Starting from the line that holds "I guess I think we could merge *if*", print every line through the end of the records, first and last included.

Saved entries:
▼

PR #113, opened 2023-11-29
Fix issue with images that have single quotes

bunnymatic:
problem
------

if you pull data from MAU prod, you'll find that the artist "Eliot
Rattle" has an art piece with a filename "That's_all_folks.jpg".  MAU
doesn't seem to correctly escape or replace single quotes in filenames.

When we try to jam this in a `background-image: url()` tag, the single
quote in the HTML throws things off.

solution
------

This pr replaces fetching images via the `images` hash and instead makes
an `image` method which takes `size` and returns the url that has single
and double quotes escaped.

This works for `Eliot Rattle`.  Hopefully, it'll work for any other
weird filename we might get from MAU.


views/artist.slim
```diff
@@ -5,14 +5,14 @@
       .artist-nav--text.prev Previous
     a.artist-nav--link href="/artists/#{@next_artist}" title="" aria-label=""
       .artist-nav--text.next  Next
-      .artist-nav--icon >    
+      .artist-nav--icon >
```
bunnymatic, line 8: my editor cleaning trailing whitespace.

models/art_piece.rb
```diff
@@ -27,6 +27,17 @@ def price
     @model['display_price']
   end
 
+  def image(size = :medium)
+    # escape single and double quotes
+    images[size.to_s].gsub("'", '%27').gsub('"', '%22')
```
bunnymatic, line 32: this is very close to a uri encode but that seems maybe like overkill so...

kneyzberg (approved):
Looks good to me

PR #114, opened 2023-11-30
update icons and use them in the `hero image` page

bunnymatic:
problem
-----

we already wanted a few more icons.

solution
------

so i pulled some in from the Material UI with ico moon and
set and then used the `flash` for the hero image activate icon.

changes
------

* add new font files
* update palette
* update hero image index to use the new icons
* update dev cache to a way longer expiry time
* fix carousel that was showing js lint issues.
* replace prev/next with icons


views/artist.slim
```diff
@@ -1,11 +1,11 @@
 .content
   .artist-nav
-    a.artist-nav--link href="/artists/#{@prev_artist}" title="" aria-label=""
-      .artist-nav--icon <
-      .artist-nav--text.prev Previous
-    a.artist-nav--link href="/artists/#{@next_artist}" title="" aria-label=""
-      .artist-nav--text.next  Next
-      .artist-nav--icon >
+    a.artist-nav--link href="/artists/#{@prev_artist}" title="Previous" aria-label="Previous"
```
bunnymatic, line 3: We should try to use sensible link titles/aria-labels for accessibility.  Especially when we're only using icons - as here we've moved from "< Previous" to "<"

PR #121, opened 2023-12-04
Added 1890 Instagram Profile Embed

kneyzberg:
### Problem 
We wanted to be able show a preview of the 1890 Instagram profile. 

###
- copied code from Instagram Embed feature on 1890 Bryant IG profile. 
- converted instagram embed code of 1890 Bryant to slim.
- created partial slim template for instagram embed code.
- rendered on home index page.


bunnymatic:
nice - couple questions?
1. can we make it fill the width of the page.
2. can we maybe wrap it with a config setting kind of like a feature flag.  I think I'd want to show Trish and decide if we want to show it.  it is super simple but now looking at it, the extra header is kind of annoying (compared with the 1890 Wordpress version). 
3.  Do we have any styling control?


Also given our other slack discussion, maybe you're other approach would solve these issues and might be worth pursuing... :D

bunnymatic:
I guess I think we could merge *if*
1. we can easily turn it off with a config flag or something that doesn't require a code push
2. we can make it fill the page width

bunnymatic:
don't worry too much about tests.  it's an embed.  we shouldn't test instagram.  but if it's tests like "when the flag is on, I see it', that's nice and simple and maybe worth doing.

bunnymatic (approved):

bunnymatic:
Also it might be interesting to have a test that overrides the config since I don't know if we do that.  Just as another sample of doing that.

▲

__COMPLETED EXERCISE__:
I guess I think we could merge *if*
1. we can easily turn it off with a config flag or something that doesn't require a code push
2. we can make it fill the page width

bunnymatic:
don't worry too much about tests.  it's an embed.  we shouldn't test instagram.  but if it's tests like "when the flag is on, I see it', that's nice and simple and maybe worth doing.

bunnymatic (approved):

bunnymatic:
Also it might be interesting to have a test that overrides the config since I don't know if we do that.  Just as another sample of doing that.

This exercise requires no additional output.